Arrival of the Collection
When new collections arrive at the university special collections and archives, I’m always excited to find out more about them and encourage researchers to come and use them. However, the size and breadth of some of the collections can be overwhelming and a quick tweet is sometimes all I have time to do. When the Henrietta Vaughan Stannard (pseud. John Strange Winter) books arrived, I decided to use Voyant Tools, an open-source text analysis tool to do the work for me. There are other methods that can be used to analyse large corpora but Voyant is simple and effective as it allows you to see through the text, visualize it as a whole and do keyword in context analysis. It’s what’s known as ‘distant reading’ or non-consumptive research and deploys different strategies to the more traditional close reading and interpretation of a text.
Finding the books
To begin, I had to find machine-readable copies of Stannard’s work, as although visually sumptuous, the CCCU collection of her works is print-based. I found 86 texts on Hathi Trust, a not-for-profit collaborative of academic and research libraries which has preserved 17+ million digitized items. I wanted to profile the CCCU collection of Stannard’s work rather than her whole oeuvre so I located the 70 texts that we have on Hathi Trust and downloaded them as text files. This was easy enough as Hathi Trust allows digital download for non-consumptive research, but the texts contain a lot of extraneous data or ‘noise’ that needs cleaning up, including copyright statements. The finished result is known as ‘smart data’ (Schöch, 2013) as it provides more accurate and trustworthy results. At this point, I did wonder whether quickly reading one of her books would be easier, as the human labour involved in cleaning data can be time-consuming. Text mining is not for the faint-hearted.
Cleaning the data
I decided to start small and to clean and upload one text to Voyant to see how the data performed. I chose Army Society: Life in a Garrison Town: A discursive story as I was aware that Stannard was known for her regimental tales. There was a lot of publishers’ advertisements in the text file listing contemporaneous authors and their works, and it was hard to know whether to keep this in or remove it as non-essential to the literary text. These sorts of decisions need to be made at the beginning of a research project as they can impact the data. This is why it’s important to have clear research objectives and questions. What exactly was I trying to find out? I thought I knew when I started out i.e. that I was going to unmask Stannard at CCCU and delve into those densely-packed pages with minimal effort – hmmm!

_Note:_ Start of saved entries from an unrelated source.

PR #6833, opened 2026-06-12
feat: add support for revoking certificates using thumbprints

carlosmonastyrski:
## Context

Adds a new `POST /api/v1/cert-manager/certificates/revoke-by-thumbprint` endpoint to revoke a certificate by its thumbprint, alongside the existing revoke-by-ID flow.

## Type

- [ ] Fix
- [ ] Feature
- [ ] Improvement
- [ ] Breaking
- [ ] Docs
- [ ] Chore

## Checklist

- [ ] Tested locally

### DIFF
--- a/backend/src/server/routes/v1/certificate-router.ts
+++ b/backend/src/server/routes/v1/certificate-router.ts
@@ -7,6 +7,7 @@ import { EventType } from "@app/ee/services/audit-log/audit-log-types";
 import { ApiDocsTags, CERTIFICATES } from "@app/lib/api-docs";
 import { NotFoundError } from "@app/lib/errors";
 import { ms } from "@app/lib/ms";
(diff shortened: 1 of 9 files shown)


backend/src/server/routes/v1/certificate-router.ts
```diff
@@ -1688,6 +1688,70 @@ export const registerCertificateRouter = async (server: FastifyZodProvider) => {
     }
   });
 
+  server.route({
+    method: "POST",
+    url: "/revoke-by-thumbprint",
```
bernie-g: Are we planning on adding any more ways to revoke such as by serial number? If so it might be cleaner to deprecate the /:id/revoke endpoint and make a new one like /revoke that takes a json body which can be `id`, `serialNumber`, or `thumbprint`.

bernie-g (approved):

PR #6848, opened 2026-06-13
feat(kms): add unexportable flag to KMS keys

bernie-g:
## Context

Add a first-class `isExportable` attribute to KMS keys so a key can be permanently marked as non-exportable at creation time, preventing raw key material from ever being retrieved via API regardless of RBAC permissions.

## Steps to verify the change

- Create a new KMS key with "Allow Export" toggled off
- Verify the key cannot be exported via single or bulk export
- Verify encrypt/decrypt/sign/verify operations still work normally
- Verify existing keys default to exportable
- Verify the setting cannot be changed after key creation

## Type

- [ ] Fix
- [x] Feature
- [ ] Improvement
- [ ] Breaking
- [ ] Docs
- [ ] Chore

## Checklist

- [x] Tested locally


backend/src/services/cmek/cmek-service.ts
```diff
@@ -314,6 +314,7 @@ export const cmekServiceFactory = ({
     if (!key) throw new NotFoundError({ message: `Key with ID "${keyId}" not found` });
     if (!key.projectId || key.isReserved) throw new BadRequestError({ message: "Key is not customer managed" });
     if (key.isDisabled) throw new BadRequestError({ message: "Key is disabled" });
+    if (!key.isExportable) throw new BadRequestError({ message: "Key is not exportable" });
```
saifsmailbox98: a user who doesn't have the permission to export shouldn't see "Key is not exportable" (info leak), rather we should respond with you are not allowed to export

frontend/src/pages/kms/OverviewPage/components/CmekBulkImportModal.tsx
```diff
@@ -49,6 +49,7 @@ type ParsedKey = {
   keyMaterial?: string;
```
saifsmailbox98, line 49: IGNORE COMMENT PLACEMENT

the import API accepted isExportable, but the modal doesn't show that in the "expected format", we should make the users aware of the following:
1. existence of isExportable
2. its default value, if not passed (and that it's optional)
3. what it means and that it is irreversible
4. confirmation in the preview table (with similar indication as the main table)

Image

frontend/src/pages/kms/OverviewPage/components/CmekTable.tsx
```diff
@@ -568,7 +574,21 @@ export const CmekTable = () => {
...
                         <TableCell className="uppercase">{encryptionAlgorithm}</TableCell>
                         <TableCell>
-                          <Badge variant={variant}>{label}</Badge>
+                          <div className="flex items-center gap-1">
+                            <Badge variant={variant}>{label}</Badge>
+                            {!isExportable && (
+                              <Tooltip>
+                                <TooltipTrigger asChild>
+                                  <span className="inline-flex">
+                                    <Badge variant="neutral">Non-Exportable</Badge>
```
saifsmailbox98: we shouldn't mix the exportability indicator with the status because status can change over time and has nothing to do with exportability. can we use an icon here, like a lock icon, instead of a badge? either at the same place or in a small icon column for alignment, similar to what we have for the actions menu (`...`)


Image

backend/src/db/migrations/20260612142200_add-is-exportable-to-kms-keys.ts
```diff
@@ -0,0 +1,23 @@
+import { Knex } from "knex";
```
saifsmailbox98, line 1: the file name can be a little more precise, right now it's just a day, though the full file name will not collide with any other, but not sure how migrations would be treated in the future, better to avoid collision at the timestamp level as well

saifsmailbox98 (changes requested):

backend/src/db/migrations/20260612142200_add-is-exportable-to-kms-keys.ts
bernie-g: Fixed

frontend/src/pages/kms/OverviewPage/components/CmekTable.tsx
bernie-g: Added the lock icon

frontend/src/pages/kms/OverviewPage/components/CmekBulkImportModal.tsx
bernie-g: Added all of those

backend/src/services/cmek/cmek-service.ts
bernie-g: Changed the msg

saifsmailbox98 (approved):

PR #6849, opened 2026-06-14
feat(dynamic-secret): make GCP IAM token OAuth scopes configurable

dangtony98:
Screenshot 2026-06-13 at 9 43 05 PM

## Context

The GCP IAM dynamic secret provider mints short-lived OAuth access tokens by having an Infisical-controlled service account impersonate a user-specified target service account (via google-auth-library's `Impersonated` client).

The OAuth scopes on the minted token were **hardcoded** to `iam` + `cloud-platform`, with no way to change them. As a result, tokens could not carry scopes like `https://www.googleapis.com/auth/drive.readonly`, so any Google API outside `cloud-platform`'s coverage (Drive, Sheets, etc.) failed. Because OAuth scopes can only be **narrowed** after issuance, never widened, this could not be worked around on the consuming side; the scope must be set at mint time, in the provider.

This PR adds a configurable `tokenScopes` input that **defaults to the current two scopes**, so existing leases are unaffected.

**Backward compatibility:** the Zod `.default([...iam, ...cloud-platform])` fills in the original scopes for any dynamic secret stored before this change, so existing leases mint identical tokens. Provider inputs are stored as an encrypted JSON blob (`encryptedInput`), not as table columns, so **no database migration is required**.

**Scope of change:** service-account impersonation path only (`targetScopes`). It does **not** add domain-wide delegation / user impersonation (`subject`), which would be a separate, larger change and is out of scope here.

### Changes
- **Backend** — added `tokenScopes` to `DynamicSecretGcpIamSchema` and threaded it through `$getToken` into the `Impersonated` client's `targetScopes`. The source JWT client's `cloud-platform` scope (which governs the impersonation API call, not the minted token) is unchanged.
- **Frontend** — added `tokenScopes` to the GCP IAM DTO and surfaced it in the create and edit forms as an add/remove list, mirroring the existing Kubernetes `audiences` field pattern.
- **Docs** — documented the new `Token Scopes` parameter.

## Steps to verify the change

1. Create a GCP IAM dynamic secret leaving Token Scopes at the defaults → lease mints a token as before.
2. Create one with `https://www.googleapis.com/auth/drive.readonly` added → minted token carries the Drive scope (verify via `https://oauth2.googleapis.com/tokeninfo?access_token=<token>`).
3. Edit an existing (pre-change) secret → scope list shows the two defaults; saving and generating a new lease works.

## Type

- [ ] Fix
- [x] Feature
- [ ] Improvement
- [ ] Breaking
- [ ] Docs
- [ ] Chore

## Checklist

- [x] Title follows the [conventional commit](https://www.conventionalcommits.org/en/v1.0.0/#summary) format: `type(scope): short description`.
- [ ] Tested locally

### DIFF
--- a/backend/src/ee/services/dynamic-secret/providers/models.ts
+++ b/backend/src/ee/services/dynamic-secret/providers/models.ts
@@ -615,7 +615,12 @@ export const DynamicSecretTotpSchema = z.discriminatedUnion("configType", [
 ]);
 
 export const DynamicSecretGcpIamSchema = z.object({
-  serviceAccountEmail: z.string().email().trim().min(1, "Service account email required").max(128)
+  serviceAccountEmail: z.string().email().trim().min(1, "Service account email required").max(128),
+  tokenScopes: z
+    .array(z.string().trim().min(1))
+    .min(1, "At least one scope is required")
+    .default(["https://www.googleapis.com/auth/iam", "https://www.googleapis.com/auth/cloud-platform"])
+    .describe("OAuth scopes for the generated access token.")
 });
 
 export const DynamicSecretGithubSchema = z.object({
--- a/docs/documentation/platform/dynamic-secrets/gcp-iam.mdx
+++ b/docs/documentation/platform/dynamic-secrets/gcp-iam.mdx
@@ -108,7 +108,7 @@ The Infisical GCP IAM dynamic secret allows you to generate GCP service account 
        		The email tied to the service account created in earlier steps.
     	</ParamField>
     	<ParamField path="Token Scopes" type="string[]" default="https://www.googleapis.com/auth/iam, https://www.googleapis.com/auth/cloud-platform">
-       		The OAuth scopes granted to the generated access token. Defaults to the `iam` and `cloud-platform` scopes. Add scopes such as `https://www.googleapis.com/auth/drive.readonly` to access Google APIs outside `cloud-platform`'s coverage.
+       		The OAuth scopes granted to the generated access token. Defaults to `https://www.googleapis.com/auth/iam` and `https://www.googleapis.com/auth/cloud-platform` scopes. You can add additional scopes such as `https://www.googleapis.com/auth/drive`.
     	</ParamField>
   </Step>
   <Step title="Click `Submit`">
--- a/docs/documentation/platform/dynamic-secrets/gcp-iam.mdx
+++ b/docs/documentation/platform/dynamic-secrets/gcp-iam.mdx
@@ -6,11 +6,17 @@ description: "Learn how to dynamically generate GCP service account tokens."
 The Infisical GCP IAM dynamic secret allows you to generate GCP service account tokens on demand based on service account permissions.
 
 <Warning>
-    GCP service account access tokens cannot be revoked. As such, revoking or regenerating a token does not invalidate the old one; it remains active until it expires.
+  GCP service account access tokens cannot be revoked. As such, revoking or
+  regenerating a token does not invalidate the old one; it remains active until
+  it expires.
 </Warning>
 
 <Note>
-    You must enable the [IAM API](https://console.cloud.google.com/apis/library/iam.googleapis.com) and [IAM Credentials API](https://console.cloud.google.com/apis/library/iamcredentials.googleapis.com) in your GCP console as a prerequisite
+  You must enable the [IAM
+  API](https://console.cloud.google.com/apis/library/iam.googleapis.com) and
+  [IAM Credentials
+  API](https://console.cloud.google.com/apis/library/iamcredentials.googleapis.com)
+  in your GCP console as a prerequisite
 </Note>
 
 <Accordion title="Self-Hosted Instance">
@@ -41,6 +47,7 @@ The Infisical GCP IAM dynamic secret allows you to generate GCP service account 
             4. You can now use GCP integration with service account impersonation.
         </Step>
     </Steps>
+
 </Accordion>
 
 ## Create GCP Service Account
@@ -72,6 +79,7 @@ The Infisical GCP IAM dynamic secret allows you to generate GCP service account 
 
         ![Service Account Page](/images/app-connections/gcp/service-account-grant-access.png)
     </Step>
+
 </Steps>
 
 ## Set up Dynamic Secrets with GCP IAM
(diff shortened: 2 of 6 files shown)


frontend/src/pages/secret-manager/SecretDashboardPage/components/ActionBar/CreateDynamicSecretForm/GcpIamInputForm.tsx
```diff
@@ -187,6 +201,41 @@ export const GcpIamInputForm = ({
...
+                          </IconButton>
+                        </div>
+                      ))}
+                      <Button variant="outline_bg" onClick={() => append("")} type="button">
+                        Add Scope
+                      </Button>
+                    </div>
+                  </FormControl>
+                )}
+              />
```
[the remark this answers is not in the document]
dangtony98: Good catch, fixed in 71f48fbd7b. Each scope row is now wrapped in its own `Controller` with an indexed name (`provider.tokenScopes.${index}`) that surfaces `fieldState.error` inline, so a blank scope now shows an error on that row instead of silently blocking submit. Adopted the per-item pattern already used by the MongoDB Atlas form.

frontend/src/pages/secret-manager/SecretDashboardPage/components/DynamicSecretListView/EditDynamicSecretForm/EditDynamicSecretGcpIamForm.tsx
```diff
@@ -166,6 +178,41 @@ export const EditDynamicSecretGcpIamForm = ({
...
+                    <Button variant="outline_bg" onClick={() => append("")} type="button">
+                      Add Scope
+                    </Button>
+                  </div>
+                </FormControl>
+              )}
+            />
           </div>
         </div>
         <div className="mt-4 flex items-center space-x-4">
```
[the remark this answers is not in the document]
dangtony98: Fixed in 71f48fbd7b, same per-item `Controller` change applied here as in the create form.

frontend/src/pages/secret-manager/SecretDashboardPage/components/ActionBar/CreateDynamicSecretForm/GcpIamInputForm.tsx
```diff
@@ -41,7 +44,7 @@ const formSchema = z
     path: ["maxTTL"],
     message: "Max TTL must be greater than or equal to Default TTL"
   });
-type TForm = z.infer<typeof formSchema>;
+type TForm = z.infer<typeof formSchema> & FieldValues;
```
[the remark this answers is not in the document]
dangtony98: Verified this is required, not removable. `tokenScopes` is a primitive `string[]`, and `useFieldArray`'s `name` must extend `FieldArrayPath<TForm>`, which resolves to `never` for a primitive-array path. Without the `& FieldValues` intersection, type-check fails with `TS2322: Type 'string' is not assignable to type 'never'` on the `name` argument. This is the same workaround the existing Kubernetes dynamic-secret form uses for its primitive `audiences` string array, so it also keeps us consistent with the established pattern. Leaving it as-is.

dangtony98:
@greptileai

docs/documentation/platform/dynamic-secrets/gcp-iam.mdx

Formulating a research question
Non-consumptive research involves computational analysis which is performed on one or more texts – literally, it means, you don’t read the books, you search them. Some researchers take this very seriously and believe that you shouldn’t look at the texts at all, but only the data output. I wasn’t sure that I could maintain that level of tunnel vision on this project, as I wanted to engage with the richness of the content to promote the collection more fully. Some theorists, such as Johanna Drucker (2016), would argue that it’s good to think critically about the results and that it is an epistemological fallacy to trust results implicitly without having a critical understanding of the texts that the data has been extracted from. I agree and prefer to look at tools like Voyant as a brilliant way to facilitate the analysis of multiple texts simultaneously, looking for trends that can then inform and inspire more targeted close reading. After all, why would I want to know about a ‘bag of words’ without some wider context?
Using Voyant
I was able to paste my text file into the box and click on Reveal. Another method that can be used, is to paste an html file into the box. This works well with texts from Project Gutenberg, but as they only have 10 of Stannard’s works, I decided that text files from Hathi Trust would be easier.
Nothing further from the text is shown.